▸ **Assignment**:
If a line of the records contains the string "prefer", copy it out.

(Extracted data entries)

PR #417, opened 2024-05-07
Another compare script

DarthGandalf:


DarthGandalf:
Perhaps I need to replace `before` and `after` with `a` and `b` for A/B test, and it's easier to type than the long words.

Also perhaps I need to store all of this in a subdirectory of /tmp/

README.md
```diff
@@ -181,6 +181,30 @@ It will produce files: `en-38.png`, `en-39.png`, `en-40.png` and `en-41.png`.
...
+
+If you have only 1 page to show, just type the single number, without `-`. Or use a comma-separated list of numbers.
+
+The script will save the image of the specified pages to /tmp/. Now switch to the branch you're working on, do some changes, don't forget to rebuild the .pdf, and run:
+
+```bash
+tools/compare_pages_2.sh en 38-41 after
+```
+
+The script will use the previously written "before" files as the left side, and produce the single image with all the pages combined side by side, named /tmp/en-both-38-41.png
```
qwrtln, line 202: Can you make it so that it doesn't leave leftovers? I don't like the idea of having to remember to clean up after the script manually.

README.md
```diff
@@ -181,6 +181,30 @@ It will produce files: `en-38.png`, `en-39.png`, `en-40.png` and `en-41.png`.
 
 **This script requires `pdftoppm` and `imagemagick` utilities.**
 
+### 🎭 Comparing two pages side by side (v2)
+
+Another version, which works faster, but uses a different workflow:
+
+First, switch to the `main` branch, build the `main_en.pdf` and run:
```
qwrtln, line 188: Both scripts need this file. How about storing them online with the PDFs? Upon merging to main, pictures could be created and uploaded to GitHub.

README.md
DarthGandalf: These "leftovers" is the whole point of the optimization here, to avoid extract the same image again and again.

But if these leftovers are in somewhere like /tmp/homm3bgrecompare/, I don't think it's a big deal.

But feel free to reject this PR, I can just keep using it myself without sharing.

README.md
DarthGandalf: It's easy enough to extract the image from pdf, this is done with a single command. But downloading artifacts from github is slower/more complicated - needs github API tokens, etc.

README.md
DarthGandalf: OTOH, since it's more than twice faster than the other script, probably it would make sense to rewrite that one to use qpdf in similar way, maybe, even if extracting from both pdfs, and removing leftovers

README.md
qwrtln: No it's not. It would be the same as downloading PDFs from readme. On my machine, it takes ~15 s to build the PDF. Say you want to compare 3 images, that's 6 MB? I'll download it faster than in 15 s.

DarthGandalf: Ah, you mean not an artifact, but the separate repo. Then... maybe, but redownloading the same image again and again is still waste of bandwidth

qwrtln: Well, I can afford to download 6 MB from time to time 😆 Doesn't seem like a huge cost.

README.md
qwrtln: Will it produce the same image quailty?

DarthGandalf: Not sure. But I recall you were saying the purpose of the images was to ensure we don't overflow pages. The produced quality is enough for that

qwrtln: If I have a choice of a nice picture in 4s, and a grainy picture in 2s, I prefer the former :P

DarthGandalf: I passed the -density param to montage to make it the same quality as the other script

README.md
tomaas-zeman: I would also prefer downloading the files - full build on my machine takes 45s which is crazy long (twice as much if I also want printable).

But downloading the latest build for the given language and caching it for a while would make the workflow easier and I wouldn't have to keep track of the baseline builds. It could also have an option to download/compare regular and `printable` versions.

tomaas-zeman: This is my attempt on this topic https://github.com/Heegu-sama/Homm3BG/pull/567.

I use it for myself but if you're interested, I can make it a proper PR

tomaas-zeman: I guess this PR can be closed since the features were implemented in https://github.com/Heegu-sama/Homm3BG/pull/567?

PR #441, opened 2024-05-11
Fit for 56

qwrtln:
The printable document has 54 pages. It should have 56 (be divisible by 4) to make it possible to print it as a handy booklet (4 pages per A3 sheet, folded).
This change introduces an empty page with art after Combat section, and one-page Notes section after All Map Locations to achieve that. Benefits: three 2-page sections (AI Rules, Difficulty, Expansion Content) now become visible at once when opened as a booklet.

quote

ai

difficulty

expansion

notes

And as a bonus digital version with the quote:

en-02


metadata.tex
```diff
@@ -294,6 +294,8 @@
 
 \include{\sections/combat.tex}
 
+% Empty page placeholder
```
DarthGandalf, line 297:
```suggestion
\iftoggle{printable}{\include{....}}{}
```

DarthGandalf: I was going to cleanup Notes after release, but since you want to add yet another empty page, there's no reason to use this way for it from the start

qwrtln: Thanks for the refresher.

DarthGandalf (approved):

PR #443, opened 2024-05-11
Use more beautiful bullet point, from original rules

DarthGandalf:
en-both-11-13,17,18,23,25,28-29,31,34,37,39,41-42


qwrtln:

▸ **Result**:
qwrtln: If I have a choice of a nice picture in 4s, and a grainy picture in 2s, I prefer the former :P
tomaas-zeman: I would also prefer downloading the files - full build on my machine takes 45s which is crazy long (twice as much if I also want printable).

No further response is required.